Many thanks to intern Lindsay for her work on this blog post and our social media series, Diabetes Superstars. Lindsay is a senior at the University of Delaware majoring in Nutrition and Dietetics.

Eating well with diabetes can be confusing. While we usually focus on carbohydrates in the diet when discussing diabetes and food, there are other things to consider. The combination of carbohydrates, protein, and fat in your diet can impact your health and the risk of future complications from diabetes.  Let’s take a look at some foods that are diabetes superstars and should be included in your everyday diet.

The basics

  • Carbohydrates include starches, sugars, and fiber. It is important to find carbs that are not full of added sugars and instead choose those are high in fiber. Fiber helps control and stabilize blood sugar levels, making it one of our superstars. Find it in fruits, vegetables, nuts, seeds, whole grains, and starchy beans, peas, and lentils.

  • Protein keeps you satisfied much longer than carbs do, with virtually no impact on your blood sugar. Lean protein is the best option when it comes to diabetes. Some superstar favorites include fish, shellfish, chicken breast, ground turkey, beans, and tofu. 

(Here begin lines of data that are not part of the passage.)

PR #6614, opened 2026-03-23
Show snackbar with troubleshooting link for Matter/Thread non-OK activity results

jpelgrom:
## Summary

Matter/Thread failures are currently quite frustrating to troubleshoot, both for the user and as devs. If something fails in the GMS flow or the user cancels, the activity completes with Activity.RESULT_CANCELED with data, but that data always seems to be 'internal error' no matter the actual error.

Activity result with data showing GMS ApiException INTERNAL_ERROR

This PR tries to improve the experience a bit by showing a snackbar on failures with a link to the troubleshooting section of the docs. This should hopefully give users more info on how they can fix things, and maybe us devs if something should be clarified in the docs. This includes converting the existing toasts for unavailability to a snackbar with a link.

  • Fats are important to consider with diabetes because people with diabetes are at an increased risk of heart disease. While fat itself will not impact your blood sugar, it is important to choose  heart healthy fats and to limit saturated and trans fats. Heart healthy choices like olive, grapeseed, and avocado oil, along with nuts, seeds, and avocado easily achieve superstar status.

The details

Take a look at your plate to make sure the food choices you make are beneficial to your blood sugar.

Vegetables (hello, fiber!) are a well known nutrition superstar that shine extra bright for people with diabetes.  A good rule of thumb is to fill half of your plate with non-starchy vegetables, and split the rest of the plate between lean protein and healthy carb selections. Most vegetables are non-starchy, with the exception of potatoes, yams, corn, peas, and winter squashes.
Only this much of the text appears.